Exercise aim ▸
Look through the data below. Show each line where the string "change" occurs.

Materials provided ▸

PR #4557, opened 2025-08-15
Temporal: Add tests for observable order of options get and cast

ptomato:
These tests cover the normative change approved in the July 2025 TC39 plenary. See https://github.com/tc39/proposal-temporal/pull/3130. All properties of user-passed options objects should be read and cast before any "algorithmic validation" is done.

This is a lot of tests, that cover every entry point where an options object is passed in, where subsequently an exception can be thrown or user code can be called.

However, the normative change only affects 10 of these tests:

- Instant.p.since,until,toString
- PlainDate.p.since,until
- PlainTime.p.since,until
- PlainYearMonth.p.since,until
- ZonedDateTime.p.toString

The other 35 tests simply close a gap in coverage.

### DIFF
--- a/test/built-ins/Temporal/PlainDateTime/prototype/toString/options-read-before-algorithmic-validation.js
+++ b/test/built-ins/Temporal/PlainDateTime/prototype/toString/options-read-before-algorithmic-validation.js
@@ -1,0 +1,40 @@
+// Copyright (C) 2025 Igalia, S.L. All rights reserved.
+// This code is governed by the BSD license found in the LICENSE file.
+
+/*---
+esid: sec-temporal.plaindatetime.prototype.tostring
+description: >
+  All options properties are read and cast before any algorithmic validation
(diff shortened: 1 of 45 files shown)


test/built-ins/Temporal/PlainDateTime/prototype/toString/options-read-before-algorithmic-validation.js
```diff
@@ -0,0 +1,40 @@
...
+  smallestUnit: "month",
+  fractionalSecondDigits: "auto",
+  roundingMode: "expand",
+}, "options");
+
+const instance = new Temporal.PlainDateTime(2025, 8, 14, 12);
+
+assert.throws(RangeError, function () {
+  instance.toString(options);
+}, "exception thrown when unit is a date unit");
```
Ms2ger:
```suggestion
}, "exception thrown when smallestUnit is a date unit");
```

Ms2ger (approved):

Exercise result ▸
These tests cover the normative change approved in the July 2025 TC39 plenary. See https://github.com/tc39/proposal-temporal/pull/3130. All properties of user-passed options objects should be read and cast before any "algorithmic validation" is done.
However, the normative change only affects 10 of these tests:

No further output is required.